15 square feet? Are you storing it in a closet? Or did you mean 150 Sq.Ft?


----------



## bluzfish (Mar 12, 2011)

Laughing at myself here, I mis-typed - 150 Sq. Ft.


----------



## Stonehead (Nov 12, 2013)

I use Kyser Lifeguard. I did use an Oasis but they dry out very fast and i didn't like how it sits between the strings.


----------



## Bubb (Jan 16, 2008)

bluzfish said:


> What kind of criteria would one consider when buying a room humidifier, like capacity, mist or not, etc.
> 
> I never even thought about it on the coast but winters are especially brutal on guitars in Edmonton. I had one a long time ago and had a hard time controlling the humidity verses dripping damp walls.
> 
> Any suggestions from anyone? I have about 15 ft2 to control the humidity in.

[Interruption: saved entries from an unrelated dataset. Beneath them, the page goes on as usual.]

PR #573, opened 2022-03-01
Feat : integrate eventbridge for aws sdk v3

### LINKED ISSUE #572: Eventbridge operations for the AWS SDK V3 are not supported
Events put on an Eventbridge bus with the sdk v3 are not traced.

To compare the sdk v2 and v3 : 

```ts
import { APIGatewayProxyEvent } from 'aws-lambda';
import EventBridgeV2 from 'aws-sdk/clients/eventbridge';
import { EventBridge, PutEventsCommand } from '@aws-sdk/client-eventbridge';
import epsagon from 'epsagon';

const eventBridgeV2 = new EventBridgeV2();
const eventBridgeV3 = new EventBridge({});

epsagon.init({token, 'Demo-Epsagon'});

const demoEpsagon = async (event: APIGatewayProxyEvent) => {
  await eventBridgeV2
    .putEvents({
      Entries: [
        {
          Source: 'demo-epsagon-V2',
          DetailType: 'TEST',
          Detail: JSON.stringify({}),
          EventBusName: 'demo-epsagon',
        },
      ],
    })
    .promise();
  await eventBridgeV3.send(
    new PutEventsCommand({
      Entries: [
        {
          Source: 'demo-epsagon-V3',
          DetailType: 'TEST',
          Detail: JSON.stringify({}),
          EventBusName: 'demo-epsagon',
        },
      ],
    }),
  );
};

export const main = epsagon.lambdaWrapper(demoEpsagon);
```

guillaumeduboc:
Fix #572

### DIFF
--- a/src/events/aws_sdk_v3.js
+++ b/src/events/aws_sdk_v3.js
@@ -380,7 +380,7 @@ function AWSSDKv3Wrapper(wrappedFunction) {
 
             if (!(serviceIdentifier in specificEventCreators)) {
                 // resource is not supported yet
-                return wrappedFunction.apply(this, [command]);
+                return responsePromise;
             }
 
             const operation = getOperationByCommand(command);
--- a/src/events/aws_sdk_v3.js
+++ b/src/events/aws_sdk_v3.js
@@ -324,6 +324,7 @@ function getOperationByCommand(command) {
  */
 function AWSSDKv3Wrapper(wrappedFunction) {
     return function internalAWSSDKv3Wrapper(command) {
+        let responsePromise = wrappedFunction.apply(this, [command]);
         try {
             const serviceIdentifier = this.config.serviceId.toLowerCase();
             const resourceName = '';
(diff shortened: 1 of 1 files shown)


guillaumeduboc:
The promise returned by the aws-sdk v3 wrapper, was not the promise responsible for adding the event to the trace. 
Hence, adding the event to the trace was not awaited and the trace was often incomplete (`premature_exit: true`).

Furthermore, the wrapped function was called twice, resulting in 2 events published on the bus instead of one.


This bug is fixed in my first commit

src/events/aws_sdk_v3.js
```diff
@@ -324,6 +373,7 @@ function getOperationByCommand(command) {
  */
 function AWSSDKv3Wrapper(wrappedFunction) {
     return function internalAWSSDKv3Wrapper(command) {
+        let responsePromise = wrappedFunction.apply(this, [command]);
```
galbash, line 376: I this this may lead to us calling the function twice for unsupported services

guillaumeduboc: Nice spot, I've fixed it in the next commit

PR #574, opened 2022-03-03
ci: added dependabot auto-merge github action

arbiv:


.github/workflows/dependabot-auto-merge.yml
```diff
@@ -0,0 +1,14 @@
...
+
+jobs:
+  auto-merge:
+    runs-on: ubuntu-latest
+    steps:
+      - uses: actions/checkout@v2
+      - uses: ahmadnassri/action-dependabot-auto-merge@v2
+        with:
+          target: minor
+          github-token: ${{ secrets.mytoken }}
```
haddasbronfman: To my understanding we should create secret in this repo according to this guide: 
https://docs.github.com/en/actions/security-guides/encrypted-secrets#creating-encrypted-secrets-for-a-repository

and use it like we use other secrets (for example, here: https://github.com/epsagon/otel-js/blob/6a9a59ddbddf54d4d0468199b0c4358edc57f284/.github/workflows/release.yaml#L23)

arbiv: Good catch! Fixed. Changed it to GITHUB_TOKEN that is generated automatically (https://docs.github.com/en/actions/security-guides/automatic-token-authentication#permissions-for-the-github_token)

nemoshlag (approved):

nemoshlag (approved):

PR #581, opened 2022-03-27
Fix/handing stripe call version above 1.169.0/CS-174

sagivr2020:


src/events/http.js
```diff
@@ -174,6 +174,20 @@ function httpWrapper(wrappedFunction) {
...
+            // Skipping new stripe calls since it interfere with async events
+            if (options.headers['User-Agent']) {
+                if (options.headers['User-Agent'].includes('Stripe/v1 NodeBindings/')) {
+                    try {
+                        const stripeVersion = parseInt(options.headers['User-Agent'].split('/')[2].split('.')[1], 10);
+                        if (stripeVersion > 169) {
+                            return wrappedFunction.apply(this, [a, b, c]);
+                        }
+                    } catch (err) {
+                        utils.debugLog('Could not catch stripe call');
```
arbiv: I'm not sure that the error message here describes the actual error

src/events/http.js
```diff
@@ -174,6 +174,20 @@ function httpWrapper(wrappedFunction) {
                 return wrappedFunction.apply(this, [a, b, c]);
             }
 
+            // Skipping new stripe calls since it interfere with async events
+            if (options.headers['User-Agent']) {
+                if (options.headers['User-Agent'].includes('Stripe/v1 NodeBindings/')) {
+                    try {
+                        const stripeVersion = parseInt(options.headers['User-Agent'].split('/')[2].split('.')[1], 10);
+                        if (stripeVersion > 169) {
+                            return wrappedFunction.apply(this, [a, b, c]);
```
arbiv: Should the return be also wrapped in try-catch, or only the parseInt?
In other cases in this (unbelievingly long) function the return is not wrapped

arbiv (changes requested):

arbiv (approved):

PR #592, opened 2022-06-07
feat: override status code with thrown error message 

ronnathaniel:


nemoshlag (dismissed):

src/wrappers/lambda.js
```diff
@@ -178,7 +178,13 @@ function baseLambdaWrapper(
                         message: errorMessage,
                     };
                 }
-
+                // Attempt to extract Status Code from err message.
+                const parsedErrMessage = utils.parseRelaxedJSON(reportedError.message);
```
ivojinovic: Hey I'm sorry, I think I mislead you with what I wrote in the email: not all of our error messages are stringifyed JSON with `statusCode` - in fact a lot of them are just a string containing `400` or `500`. So, I think it would be best if this worked exactly like the mapping in or APIGW IntegrationResponses: by searching the string for a pattern like this `.*50[0-9].*`  or `.*40[0-9].*`. Ideally, it would be able to capture the exact code (such as `403`, or `502` if need be), because sometimes the mappings look for those specific codes and we may want in our traces exactly what the FE will receive

ivojinovic (approved):

nemoshlag (approved):

PR #891, opened 2020-04-30
Fix #873, Check previous version for Notes unless they are First Public Note

### LINKED ISSUE #873: Check previous version for Notes unless they are First Public WG Note
At the moment, we don't expect Notes to have a previous version. However, this may happen and if it was previously published, we need to make sure the previous version is specified and is the right one.

jennyliang220:


lib/rules/metadata/profile.js
```diff
@@ -68,8 +72,46 @@ exports.check = function(sr, done) {
...
+            var $linkLatest = (dts.Latest) ? dts.Latest.dd.find("a").first().attr('href') : '';
+            shortname = $linkLatest.match(/^https:\/\/www.w3.org\/TR\/(.+)\/$/)[1];
+            var req = sua.get('https://api.w3.org/specifications/' + shortname)
+                .set("User-Agent", "W3C-Pubrules/" + sr.version);
+            req.query({ apikey: process.env.W3C_API_KEY });
+            req.end(function (err, res) {
+                if (err || !res.ok) {
+                    if (res && res.status == 404) {
+                        specExists = false;
+                    }
```
deniak, line 96: There could actually be other kind of errors other than 404 (e.g. network error, 500, etc). I guess in this case, we can simply assume the spec doesn't exist.

```suggestion
                    specExists = false;
```

lib/rules/metadata/profile.js
```diff
@@ -68,8 +72,46 @@ exports.check = function(sr, done) {
...
+        return new PowerPromise(function (resolve) {
+            var $dl = sr.$("body div.head dl").first()
+            ,   dts = sr.extractHeaders($dl)
+            ,   $linkPrev = (dts.Previous) ? dts.Previous.dd.find("a").first() : ''
+            ,   shortname
+            ,   specExists
+            ;
+
+            var $linkLatest = (dts.Latest) ? dts.Latest.dd.find("a").first().attr('href') : '';
+            shortname = $linkLatest.match(/^https:\/\/www.w3.org\/TR\/(.+)\/$/)[1];
```
deniak, line 88: Check if the index 1 actually exists. There might be a parsing issue

lib/rules/metadata/profile.js
```diff
@@ -68,8 +72,46 @@ exports.check = function(sr, done) {
...
+                } else {
+                    specExists = true;
+                }
+                resolve(specExists || $linkPrev);
+            });
+        });
+    };
+
+    if (id) {
+        if (/-NOTE/.test(id)) {
```
deniak, line 106:
```suggestion
        if (/\-NOTE/.test(id)) {
```

jennyliang220: After adding escape `\`, build failed: https://travis-ci.com/github/w3c/specberus/builds/166576468

```
/home/travis/build/w3c/specberus/lib/rules/metadata/profile.js
  105:14  error  Unnecessary escape character: \-  no-useless-escape
```

deniak: Damn `eslint`! Ok let's skip that "useless" escape :)

Issue #706, opened 2017-11-11
Add an option to return the actual error values


marcoscaceres:
Right now, the returned errors, etc. are just ids (e.g., "links.linkchecker"). It would be nice to either return the actual error description, or have an API to look up a batch of error ids to get back the english text.

tripu:
(In the meantime, the &ldquo;manual lookup API&rdquo; goes more or less like this: ➀ open [`lib/l10n-en_GB.js`](https://github.com/w3c/specberus/blob/master/lib/l10n-en_GB.js); ➁ press `⎈`+`F`; ➂ enter the error ID, eg `links.linkchecker` and find the human-readable message.)

binji:
It would be nice to have the additional information for validators too; this is what I get currently:
```
...
{"name":"validation.css","section":"document-body","rule":"cssValide"},
{"name":"validation.html","section":"format","rule":"valideHTML"},
{"name":"validation.html","section":"format","rule":"valideHTML"},
{"name":"validation.html","section":"format","rule":"valideHTML"},
{"name":"validation.html","section":"format","rule":"valideHTML"},
{"name":"validation.html","section":"format","rule":"valideHTML"},
{"name":"validation.html","section":"format","rule":"valideHTML"},
...
```

I ended up hacking `rule/validation/html.js`. to log the full errors, e.g.

```
{ line: 4983,
  column: 2839,
  message: 'Duplicate attribute “style”.',
  link: 'https://validator.w3.org/nu/?doc=null' }
```

sidvishnoi:
To get proper message from API results, we need access to `key`.

Looking at the code, I think it's a bug that `key` and `extra` info are not available.
https://github.com/w3c/specberus/blob/6321df0ce152d7d56357d39f7f8253a256a91b0b/lib/validator.js#L149
https://github.com/w3c/specberus/blob/6321df0ce152d7d56357d39f7f8253a256a91b0b/lib/validator.js#L106

It should probably be something like:
```
 self.sink.on('err', function (...data) { errors.push(data); }); 
```
...but probably flattened into a single object.

Was trying to integrate this with ReSpec today.

PR #893, opened 2020-05-05
flatten event params for err, warning and info

deniak:
suggedted by @sidvishnoi in https://github.com/w3c/specberus/issues/706.

We actually rely on the 2 `emit` params for the documentation so I ended up merging both of them in the listeners.
Does that solve your issue @sidvishnoi ?

### DIFF
--- a/lib/api.js
+++ b/lib/api.js
@@ -70,8 +70,8 @@ const processRequest = function(req, res) {
         if (validate && 'auto' === options.profile) {
             errors = [];
             v = new validator.Specberus();
-            handler = new Sink(function(data) {
-                errors.push(data);
+            handler = new Sink(function(...data) {
+                errors.push(Object.assign({}, ...data));
             }, function(data) {
                 if (errors.length > 0)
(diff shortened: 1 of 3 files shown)


sidvishnoi:
Thanks @deniak! This does solve the problem of not having `key` and `extra` in API results. Still need to manually convert messages using [lib/l10n.js](https://github.com/w3c/specberus/blob/master/lib/l10n.js) though. Would be nice if API returned full message, but this is good for now.

But I'm not sure if mutating the input (modifying `data[0]` of `...data`) in a listener is a good idea. I don't know why `Object.assign({}, ...data)` didn't work.

deniak:
@sidvishnoi after I read your comment, I started investigating on why the `assign` on an empty object didn't have the expected result and there's indeed a side effect if we reassign the `data`.
I actually missed the listener in the API results which rely on [`Sink`](https://github.com/w3c/specberus/blob/master/lib/sink.js) so this should now be better.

I have a small Honeywell room humidifier for my small music room (10x12).
It has about a 4 litre capacity I'd guess.
If it runs constantly it does get too damp.to alleviate that,I plug mine into one of those outlet timers to cycle on/off for a couple of hours at a time .


----------



## vadsy (Dec 2, 2010)

When I bought the guitar I got an Oasis but didn't want to use it until I was sure it wasn't terrible and since it has been recommended I put it in a couple of weeks ago. Seems nice, no mess and needs a refill every 4 to 5 days so I know it's getting the moisture out somehow. I think I'm going to add a small humidifier to the room on a timer perhaps as mentioned above. I noticed a huge drop according to the house humidistat since the temp drop and the furnace kicked in hard. I have a decent humidifier attached to the furnace but would like to see what a separate humidistat says my music room is at.


----------



## blam (Feb 18, 2011)

vadsy said:


> When I bought the guitar I got an Oasis but didn't want to use it until I was sure it wasn't terrible and since it has been recommended I put it in a couple of weeks ago. Seems nice, no mess and needs a refill every 4 to 5 days so I know it's getting the moisture out somehow. I think I'm going to add a small humidifier to the room on a timer perhaps as mentioned above. I noticed a huge drop according to the house humidistat since the temp drop and the furnace kicked in hard. I have a decent humidifier attached to the furnace but would like to see what a separate humidistat says my music room is at.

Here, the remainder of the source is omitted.